SARS-CoV-2 depends on activation by the cellular protease TMPRSS2 for infection of lung cells. The researchers of the Infection Biology Unit of DPZ previously documented that the drugs camostat and nafamostat, which are used in Japan to treat inflammation of the pancreas, block SARS-CoV-2 infection by inhibiting TMPRSS2. However, it was unknown whether Camostat metabolites also block SARS-CoV-2 and whether the virus may use TMPRSS2-related proteases for infection that may be Camostat-insensitive.
An international team of researches around Markus Hoffmann and Stefan Pöhlmann from the Infection Biology Unit of the DPZ has now shown that SARS-CoV-2 can use several TMPRSS2-related proteases for infection, among them TMPRSS11D and TMPRSS13. These proteases may support viral spread in the upper respiratory tract and are blocked by Camostat. This finding indicates that switching to activators other than TMPRSS2 might not allow the virus to replicate in the presence of Camostat.
The researchers could show that not only Camostat but also a major Camostat-metabolite, GBPA, block TMPRSS2 and SARS-CoV-2 infection. “In the human body Camostat is rapidly converted to GBPA. Therefore, it was crucial to demonstrate that not only Camostat but also GBPA exert antiviral activity”, says Stefan Pöhlmann, the head of the Infection Biology Unit of DPZ. Markus Hoffmann, the first author of the study adds: “Our results suggest that Camostat/GBPA may unfold antiviral activity in patients. However, for effective treatment of COVID-19, a higher Camostat dose might be required as compared to pancreatitis treatment.”

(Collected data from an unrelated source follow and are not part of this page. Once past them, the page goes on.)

PR #3207, opened 2026-06-04
feat(scanner): add partial scan resume hints

marshawcoco:
## Related Issues

  N/A

  ## Summary of Changes

  Adds a lightweight resume hint to scanner data usage cache metadata so a later scanner cycle can continue closer to the last completed folder after a partial scan.

  This PR:
  - adds optional `scan_resume_after` metadata to `DataUsageCacheInfo`
  - keeps old JSON and MessagePack cache payloads backward compatible through serde defaults
  - records the last completed folder into partial cache state
  - reorders child folder scans around the resume hint on the next cycle
  - clears the resume hint after a successful full scan
  - adds focused tests for old-cache deserialization, folder ordering, partial resume, and successful hint cleanup

  ## Verification

  - `cargo fmt --all`
  - `cargo fmt --all --check`
  - `cargo test -p rustfs-scanner resume`
  - `cargo check -p rustfs-scanner`

  ## Impact

  Improves scanner progress preservation when a cycle is interrupted by budget cancellation. Existing data usage cache files remain readable because the new metadata field defaults to absent.
  ## Additional Notes

  N/A

### DIFF
--- a/crates/scanner/src/data_usage_define.rs
+++ b/crates/scanner/src/data_usage_define.rs
@@ -227,6 +227,8 @@ pub struct DataUsageCacheInfo {
     pub replication: Option<Arc<ReplicationConfig>>,
     #[serde(default)]
     pub failed_objects: HashMap<String, u64>,
+    #[serde(default)]
+    pub scan_resume_after: Option<String>,
 }
 
 /// Data usage cache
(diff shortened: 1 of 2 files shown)


houseme (changes requested):
Requesting changes because the current resume-hint ordering does not actually prioritize the overall next scan position when both new and existing child folders are present.

Right now `scan_resume_after` is applied separately to `new_folders` and `existing_folders`, but the scanner still processes all `new_folders` before any `existing_folders`. If the resume hint points into the existing-child set, a tight directory budget can still be consumed entirely by newly discovered folders before the scanner ever reaches the intended resume area.

That means the new hint can fail to move the scan materially closer to the last completed folder, and in a steady stream of newly created children it can starve the old unfinished subtree for multiple cycles.

Please apply the resume hint to the combined child scan order rather than only within each subgroup, and add a test that mixes new and existing children with a small directory budget.

houseme (approved):

PR #6394, opened 2026-08-22
fix(scanner): unify unknown metadata size accounting

cxymds:
## Related Issues

Fixes rustfs/backlog#1935.

## Summary of Changes

Scanner metadata-size handling now resolves each object version once into an explicit Known, Unknown, or Corrupt result. Unknown compressed-size sentinels continue heal, replication, version/delete-marker, and physical-tier accounting without contaminating logical totals; corrupt metadata fails closed for destructive lifecycle actions. Lifecycle size predicates are evaluated only for the selected rule, while time/version-only actions retain their existing semantics. Unknown and corrupt records are written to a bounded, deduplicated reconciliation ledger with canonical bounded identities, retry attempts, TTL/cap pruning, restart replay, and scope-based clearing. Legacy cache snapshots keep their original wire shape when the ledger is empty.

## Verification

- `cargo test -p rustfs-scanner --lib --no-default-features -- --test-threads=1` (502 passed)
- Focused malformed-size, size-resolution, reconciliation-replay, bounded-identity, accounting, and queued-unknown-version tests
- `cargo clippy -p rustfs-scanner -p rustfs-data-usage --all-targets --no-default-features -- -D warnings`
- `cargo fmt --all --check`
- `git diff --check`
- Architecture, logging, unsafe-code, migration-rule, and doc-path guards
- `make pre-pr` (14,150 tests passed, 137 skipped; all doctests passed)
- Adversarial validation: correctness, simplicity, security, concurrency/durability, compatibility, performance, and test-coverage roles found no actionable issue after the queued unknown-version count fix.

## Impact

Malformed or legacy unknown size metadata no longer causes ILM and non-ILM accounting to diverge. Size-dependent lifecycle actions defer safely until reconciliation; time/version-only actions remain available where metadata is valid. Reconciliation state is bounded and persisted in the scanner usage cache, with no new public API or required configuration. Physical tier statistics remain distinct from logical usage.

## Additional Notes

Analysis used Sol, implementation used Luna, and final adversarial review used 5.4 as requested. No new tracing sites were added. The ledger is intentionally bounded and records unresolved work as partial scanner state until a later scan resolves it.

---


crates/scanner/src/scanner_folder/item_actions.rs
```diff
@@ -32,6 +33,259 @@ pub(super) enum GetSizeFailureAction {
...
+        .find(|rule| rule.id.as_deref().unwrap_or_default() == rule_id)
+        .and_then(|rule| rule.filter.as_ref())
+        .is_some_and(filter_has_size)
+}
+
+fn lifecycle_event_allowed(resolution: &SizeResolution, event: &Event, lifecycle: &BucketLifecycleConfiguration) -> bool {
+    match resolution {
+        // Corrupt metadata cannot safely authorize a destructive action, even
+        // when the evaluator happened to produce a time-only event.
+        SizeResolution::Corrupt { .. } => false,
```
overtrue: This blocks time/version-only expiration whenever only the size metadata is corrupt. rustfs/backlog#1935 explicitly requires those actions to keep their existing semantics; the new test at line 1574 currently pins the opposite result. Please defer only actions that require size and cover this with the real evaluator plus an expiry spy.

crates/scanner/src/scanner_folder/item_actions.rs
```diff
@@ -32,6 +33,259 @@ pub(super) enum GetSizeFailureAction {
...
+            || filter.object_size_less_than.is_some()
+            || filter
+                .and
+                .as_ref()
+                .is_some_and(|and| and.object_size_greater_than.is_some() || and.object_size_less_than.is_some())
+    };
+    lifecycle
+        .rules
+        .iter()
+        .find(|rule| rule.id.as_deref().unwrap_or_default() == rule_id)
```
overtrue: An empty event rule ID is not a stable rule identity: intrinsic restore-expiry events use it, while persisted lifecycle input can also contain an id-less size-filter rule. That makes an unknown-size restored object skip cleanup because this lookup binds it to the unrelated rule. Please avoid that match and add a production-path restore-expiry regression test.

overtrue (changes requested):
Two reachable lifecycle regressions need fixing.

crates/scanner/src/scanner_folder/item_actions.rs
cxymds: Fixed in 2086ade96. Corrupt or unknown logical size now defers only lifecycle actions whose selected rule has a size predicate; time/version-only expiration, including restore-expiry events, keeps its existing behavior. The focused scanner regression test now covers both branches.

crates/scanner/src/scanner_folder/item_actions.rs
cxymds: Fixed in 2086ade96. Empty intrinsic event rule IDs no longer match persisted id-less lifecycle rules, so an id-less size-filter rule cannot accidentally suppress restore-expiry cleanup. The regression test covers this exact lookup case.

crates/scanner/src/scanner_folder/item_actions.rs
```diff
@@ -32,6 +33,261 @@ pub(super) enum GetSizeFailureAction {
...
+
+    SizeResolution::Known { logical, physical }
+}
+
+fn resolve_sizes(object_infos: &[ObjectInfo]) -> Vec<SizeResolution> {
+    object_infos.iter().map(resolve_size).collect()
+}
+
+fn lifecycle_rule_has_size_filter(lifecycle: &BucketLifecycleConfiguration, rule_id: &str) -> bool {
+    if rule_id.is_empty() {
```
overtrue: An explicit `<ID/>` survives parsing and validation as an empty rule ID. A size-filter rule can then be selected using the physical object size, but this early return treats its Unknown/Corrupt action as size-independent and allows deletion or transition. Please normalize/reject empty IDs or carry unambiguous event provenance, with a pinned-XML production-path test.

crates/scanner/src/scanner_folder/item_actions.rs
```diff
@@ -319,34 +575,45 @@ impl ScannerItem {
...
+                    // A valid compressed legacy sentinel has no logical size,
+                    // but heal and replication still need to run. The
+                    // physical size is only an input to those operations; it
+                    // is not folded into the logical total below.
+                    SizeResolution::Unknown { physical, .. } => {
+                        self.heal_actions(oi, *physical, size_summary).await;
+                        size_summary.actions_accounting_unknown(oi);
                         continue;
                     }
+                    SizeResolution::Corrupt { .. } => continue,
```
overtrue: This keeps the original accounting split for Corrupt metadata. With no lifecycle the version is skipped here, but adding an unrelated future rule produces NoneAction and records the same version through actions_accounting_unknown. Please make both production branches use the same accounting semantics and test apply_actions with and without a nonmatching lifecycle.

crates/scanner/src/scanner_folder.rs
```diff
@@ -748,6 +800,55 @@ impl FolderScanner {
...
+        // Keep an unresolved identity in place while refreshing its object
+        // scope. This lets repeated observations increment `attempts`; only
+        // debts absent from the current pass are considered resolved.
+        let current_keys = summary
+            .size_reconciliation
+            .iter()
+            .map(|entry| entry.key.clone())
+            .collect::<HashSet<_>>();
+        for info in [&mut self.new_cache.info, &mut self.update_cache.info] {
+            prune_size_reconciliation(info, now);
```
overtrue: This runs two full ledger prunes plus scope retention for both cache copies on every scanned object. A live 10,000-entry ledger means about 100,000 entry visits per otherwise healthy object, so a large bucket becomes O(objects × ledger) despite the storage cap. Please batch pruning/updates per scan boundary and add a work-bound regression.

overtrue (changes requested):
Three exact-head regressions still need fixing.

cxymds:
Investigated the new `Test and Lint (sftp)` failure. The log showed two baseline Clippy errors in the GitHub merge ref, not a lifecycle regression: an unnecessary `mut` in `crates/ecstore/src/store/object.rs` and an `unnecessary_sort_by` in `crates/ecstore/src/store/rebalance/support.rs`. Synced latest `origin/main`, fixed both in 854b6dfb0, and verified with `cargo fmt --all --check`, `cargo check -p rustfs-ecstore --lib`, and `cargo clippy -p rustfs-ecstore --lib -- -D warnings`.

crates/scanner/src/scanner_folder/item_actions.rs
cxymds: Fixed in 6dbff1c03. Lifecycle validation now rejects parsed `Some("")` rule IDs. For legacy in-memory/persisted rules that still have no ID, an empty event ID is treated as size-dependent when the matching id-less rule has a size filter, so intrinsic restore expiry fails closed instead of authorizing deletion or transition. Added `core::tests::validate_rejects_empty_rule_id` and scanner coverage for the id-less size-filter lookup.

crates/scanner/src/scanner_folder/item_actions.rs
cxymds: Fixed in 6dbff1c03. The no-lifecycle branch now records `actions_accounting_unknown` for corrupt metadata just like the lifecycle/NoneAction branch. This keeps physical/tier accounting and unknown logical totals consistent whether lifecycle configuration is absent or present; `malformed_size_has_same_ilm_accounting` passes.

crates/scanner/src/scanner_folder.rs
cxymds: Fixed in 6dbff1c03. Per-object updates remain incremental, but scope retention and both full ledger prunes are now accumulated and executed once at the scan-folder boundary. The batch uses sets for current identities and scopes, so it performs one bounded pass per cache rather than scanning the ledger for every object.

PR #6395, opened 2026-08-22
feat(ecstore): coalesce GET ReadVersion RPCs

houseme:
## Related Issues
Related to rustfs/backlog#1879.

## Summary of Changes
Add a default-off GET metadata ReadVersion coalescing path that batches per-remote-disk ReadVersion calls after the service is ready, while keeping startup, ready-before, internal metadata, local disk, and non-GET read_all_fileinfo paths on the existing unary flow.

Add the BatchReadVersion client/server foundation with msgpack/json compatibility payloads, mixed-version auto fallback on Unimplemented, independent grpc_batch_read_version metrics, and server-side bounded per-item read parallelism defaulting to the conservative p=4 candidate from the issue evidence.

Harden coalesced response mapping so missing, duplicate, out-of-order, per-item error, and identity-mismatched responses fail closed instead of being silently assigned to the wrong request slot.

## Verification
- `cargo fmt --all --check` passed on `531ebf0a2`.
- `cargo test -p rustfs-ecstore batch_read_version` passed on `531ebf0a2`.
- `cargo test -p rustfs-ecstore metadata_read_version_coalescer` passed before the final rebase; the covered code was unchanged by the final rebase.
- `cargo test -p rustfs-ecstore batch_metadata_rpc_mode` passed before the final rebase; the covered code was unchanged by the final rebase.
- `cargo test -p rustfs-io-metrics internode_metrics` passed before the final rebase; the covered code was unchanged by the final rebase.
- `make pre-pr` passed on the immediately previous base after running outside the sandbox so localhost listener tests could bind: clippy passed, 14153 nextest tests passed, and doctests passed.
- `PATH=/Users/zhi/.cache/codex-runtimes/codex-primary-runtime/dependencies/python/bin:$PATH make pre-pr` on `531ebf0a2` passed guard/script/clippy phases and ran 9532/14170 nextest tests before failing in two rustfs-iam OIDC localhost issuer fixture tests unrelated to this RPC/coalescing diff: `oidc_discovery_accepts_extra_root_ca_for_https_provider` and `oidc_discovery_refreshes_extra_root_ca_when_generation_changes`.

## Impact
Default behavior is unchanged unless `RUSTFS_GET_METADATA_READ_VERSION_COALESCE` is set to `auto` or `on`. In `auto`, old peers that do not implement BatchReadVersion fall back to unary ReadVersion. The server-side batch item parallelism defaults to 4 and can be overridden with `RUSTFS_BATCH_READ_VERSION_SERVER_PARALLELISM`, clamped to the batch item limit.

## Additional Notes
This intentionally leaves h2 window, connection pooling, and payload gate settings untouched so attribution stays focused on reducing per-object internode ReadVersion RPC count. The backlog issue contains the testing1 repeat A/B evidence for the conservative p=4 candidate.

Adversarial review summary: correctness found and fixed response identity/duplicate-index fail-closed handling; simplicity removed temporary lifecycle attribution; security checked RPC response identity and decode failures; concurrency/durability checked coalescer lock/timeout/cancellation boundaries; compatibility checked default-off and Unimplemented fallback; performance checked bounded p=4 and local/non-GET bypass; test coverage mapped behavior claims to focused tests and the pre-PR gate evidence above.

---

### DIFF
--- a/crates/ecstore/src/set_disk/core/io_primitives.rs
+++ b/crates/ecstore/src/set_disk/core/io_primitives.rs
@@ -317,11 +317,18 @@ fn map_batch_read_version_responses(
             *slot = if response.success {
                 Ok(response.file_info)
             } else {
-                Err(DiskError::other(response.error))
+                Err(batch_read_version_response_error(response.error_code, response.error))
             };
         }
     }
     results
+}
+
+fn batch_read_version_response_error(error_code: u32, error: String) -> DiskError {
+    match DiskError::from_u32(error_code) {
+        Some(DiskError::Io(_)) | None => DiskError::other(error),
+        Some(error) => error,
+    }
 }
 
 pub(in crate::set_disk) fn bounded_metadata_fanout_order(
@@ -6858,6 +6865,7 @@ mod tests {
                 success: false,
                 file_info: FileInfo::default(),
                 error: "disk read failed".to_string(),
+                error_code: 0,
             },
             BatchReadVersionResp {
                 index: 0,
@@ -6866,6 +6874,7 @@ mod tests {
                 success: true,
                 file_info: ok_file_info,
                 error: String::new(),
+                error_code: 0,
             },
         ];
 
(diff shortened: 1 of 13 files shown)


crates/ecstore/src/set_disk/core/io_primitives.rs
```diff
@@ -94,6 +95,235 @@ fn metadata_distribution_key(bucket: &str, object: &str) -> String {
...
+            continue;
+        }
+        seen[response.index] = true;
+        if response.path != expected.path || response.version_id != expected.version_id {
+            *slot = Err(DiskError::other("coalesced read_version response identity mismatch"));
+        } else {
+            *slot = if response.success {
+                Ok(response.file_info)
+            } else {
+                Err(DiskError::other(response.error))
```
overtrue: Please preserve the typed per-item disk error here. On the enabled, service-ready distributed GET path, the real batch producer turns FileNotFound and FileVersionNotFound into strings, and this rebuilds them as Io(Other). A focused producer-to-mapper test then loses the not-found classification, so remote-disk quorum can return an internal/quorum error instead of NoSuchKey or NoSuchVersion.

overtrue (changes requested):

houseme:
Follow-up for https://github.com/rustfs/rustfs/pull/6395#discussion_r3836507393: fixed in c9e80947b. BatchReadVersionResp now carries a serde-defaulted error_code next to the compatibility error string; the server producer sets err.to_u32() per failed item and the mapper restores non-Io DiskError variants from that code before falling back to DiskError::other for legacy/unknown codes. Added focused coverage for preserving FileNotFound/FileVersionNotFound in the mapper and for JSON/msgpack response payload compatibility. Verification: cargo fmt --all --check; git diff --check; cargo test -p rustfs-ecstore batch_read_version; cargo test -p rustfs batch_read_version_response.

PR #6396, opened 2026-08-22
fix(scanner): fence unknown tier accounting

cxymds:
## Related Issues
Fixes #1936

## Summary of Changes
Freeze scanner tier accounting against one registry snapshot per cycle, fold retired or unknown tiers into a fixed `UNKNOWN_TIER` bucket, and bound diagnostics by count, bytes, TTL, hashing, and redaction. Preserve the no-config empty-map shape for STANDARD/RRS, keep logical and physical accounting independently conserved, and fail closed for lifecycle actions that require a recognized tier. Add generation fencing and authenticated capability negotiation so cached and remote results from different registries cannot mix.

## Verification
- `cargo fmt --all --check` ✅
- `git diff --check` ✅
- `cargo test -p rustfs-data-usage --lib -- --nocapture` (52 passed) ✅
- `cargo test -p rustfs-scanner --lib scanner_io::publish_gate_tests -- --nocapture --test-threads=1` (44 passed) ✅
- `cargo test -p rustfs-scanner --lib -- --nocapture --test-threads=1` (528 passed) ✅
- Capability and generation-focused ecstore/scanner tests (8 passed) ✅
- `make pre-pr` (14,205 passed, 137 skipped, all doctests passed) ✅

## Impact
Unknown tier keys no longer disappear from scanner accounting or create unbounded map and metric cardinality. Persisted cache data remains map-encoded and backward-compatible; unknown entries are accounted even when bounded diagnostics overflow. Remote peers without authenticated generation support use the existing coordinator path.

## Additional Notes
Adversarial validation covered correctness, simplicity, security, concurrency and durability, compatibility, performance, and test-coverage roles; no findings remained. A real cross-version HTTP integration test was not added because the negotiated legacy-proof branches are covered by the authenticated transport helpers and focused unit tests.


cxymds:
Fixed the failed Test and Lint (sftp) check and pushed b0fe2b277. The failure was caused by two current-main Rust lint errors: removed an unnecessary mut in crates/ecstore/src/store/object.rs and replaced unnecessary sort_by with sort_by_key in crates/ecstore/src/store/rebalance/support.rs. Also merged current main without conflicts. Verification passed: cargo fmt --all --check; cargo check -p rustfs-scanner --lib; cargo check -p rustfs-ecstore --lib.

overtrue (approved):
LGTM

overtrue (approved):
LGTM

PR #6399, opened 2026-08-22
fix(admin): four site-replication interop correctness fixes (B5-rc T2)

reatang:
## Related Issues

Fixes rustfs/backlog#1949 (B5-rc T2; spec rustfs/backlog#1946; parent rustfs/backlog#1675).

## Summary of Changes

Four small site-replication interop correctness fixes in the admin layer, one commit each:

- **A3 - send `versioningEnabled=true` on outbound make-with-versioning bucket ops.** The outbound query only carried `operation`/`createdAt`/`lockEnabled`. MinIO's own create-bucket hook sends `versioningEnabled=true` on this op, so both outbound builders (bootstrap plan and create-bucket broadcast hook) now route through one shared `make_with_versioning_bucket_op_path` builder that always appends the flag. This aligns the outbound wire contract with MinIO; RustFS's inbound handler force-enables versioning either way, so RustFS-to-RustFS behavior is unchanged.
- **A5 - propagate purge-deleted-bucket errors.** The purge-deleted-bucket peer op no longer swallows storage errors and returns 200. Bucket-not-found is tolerated (idempotent purge); every other error is propagated to the caller with its real status.
- **B8 - derive the fallback site deployment ID with UUIDv5.** `deployment_id_for_endpoint` used `DefaultHasher`, whose algorithm is not stable across Rust releases. The fallback now derives `Uuid::new_v5(NAMESPACE_URL, canonical endpoint)`, so the fallback ID format becomes a 36-character UUID, and a structured `warn!` is logged when a peer metainfo response arrives with an empty `deploymentID`. Already persisted fallback IDs are non-empty and are never re-derived, so existing state is unaffected.
- **C5 - stream the site-replication devnull body without the 1 MB cap.** The `/site-replication/devnull` endpoint used to buffer the body with a 1 MiB limit and reject larger netperf payloads with 400. It now drains the body as a stream with no upper bound; the endpoint still sits behind admin authentication.

## Verification

- `cargo fmt --all --check`
- `cargo test -p rustfs --lib site_replication` - 244 passed, 0 failed
- `make pre-commit` - passed

```
Verified against real MinIO RELEASE.2025-09-07 (single-drive, no docker) with mc RELEASE.2025-08-13:
- C5: signed POST to /minio/admin/v3/site-replication/devnull with 2 MiB and 8 MiB bodies returns 204 on this branch;
  main (adb90fc6e) returns 400 "length limit exceeded" for the same requests (0.5 MiB passes on both).
- A3: with RustFS->MinIO site replication paired, buckets created before pairing (bootstrap) and after pairing
  (broadcast) are versioning-enabled on MinIO; `mc admin trace` shows the outbound bucket-ops query carrying
  `versioningEnabled=true`. Note: this MinIO release force-enables versioning in PeerBucketMakeWithVersioningHandler
  regardless of the flag, so the change aligns the wire contract rather than fixing observable behavior there.
- Object replication smoke RustFS->MinIO and MinIO->RustFS: COMPLETED.
- Pairing itself required four out-of-scope local shims (null Roles map, ServerInfo deploymentID fallback,
  OpenID.Region only when enabled, join peers keyed by real deployment ID); MinIO-initiated site netperf still
  gets 403 from RustFS devnull because MinIO sends it unsigned. Tracked separately.
```

## Impact

- Outbound admin peer bucket ops carry one additional query parameter (`versioningEnabled=true`). Older RustFS peers ignore it; MinIO peers already expect it.
- Purge-deleted-bucket now returns the real error status instead of 200 when storage fails (not-found still succeeds).
- Devnull requests larger than 1 MiB now return 204 instead of 400; the endpoint remains admin-authenticated.
- Fallback deployment IDs (only generated when a peer reports an empty `deploymentID`) change format from a hashed string to a 36-character UUID; persisted IDs are not re-derived.
- The `rustfs` crate enables the `uuid/v5` feature, which pulls in `sha1_smol` (Cargo.lock +1 entry).

## Additional Notes

Out-of-scope findings from the real-MinIO run, recorded for separate triage (not fixed in this PR):

1. MinIO idp-settings responses carry `Roles: null`, which RustFS fails to deserialize during pairing.
2. Before MinIO enables site replication its ServerInfo `deploymentID` is empty, and the RustFS add preflight hard-rejects that case upstream of the B8 fallback, so the fallback is not reachable on that real path.
3. RustFS reports `OpenID.Region` even when OpenID is disabled, which triggers an IDP mismatch on the MinIO side.
4. Join peers are keyed by the fallback deployment ID rather than the real one.
5. MinIO-initiated site netperf hits RustFS devnull with unsigned requests and gets 403.

These are documented and awaiting an owner decision on how to handle native RustFS<->MinIO pairing.

### DIFF
--- a/rustfs/src/admin/handlers/site_replication.rs
+++ b/rustfs/src/admin/handlers/site_replication.rs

Inhibition of SARS-CoV-2 by Camostat was initially shown using the lung cell line Calu-3. The participation of Armin Braun, Fraunhofer ITEM, Hannover, and Danny Jonigk, Institute of Pathology at the MHH, in the consortium allowed analysis of Camostat antiviral activity in primary human lung tissue ex vivo. Camostat and GBPA blocked SARS-CoV-2 infection of lung tissue and Nafamostat had an increased antiviral activity. Therefore, the team of the Infection Biology Unit and the laboratory of Armin Braun are investigating how Nafamostat can be directly delivered into the human lung for increased antiviral activity. This project receives financial support from the Bundesministerium für Bildung und Forschung (BMBF) (project RENACO, Repurposing of Nafamostatmesylat for treatment of COVID-19).
“Our results on the antiviral activity of Camostat and GBPA are relevant beyond the treatment of COVID-19. TMPRSS2 also plays an important role in other respiratory infections. Thus, Camostat could also be successfully used to treat influenza,” says Markus Hoffmann.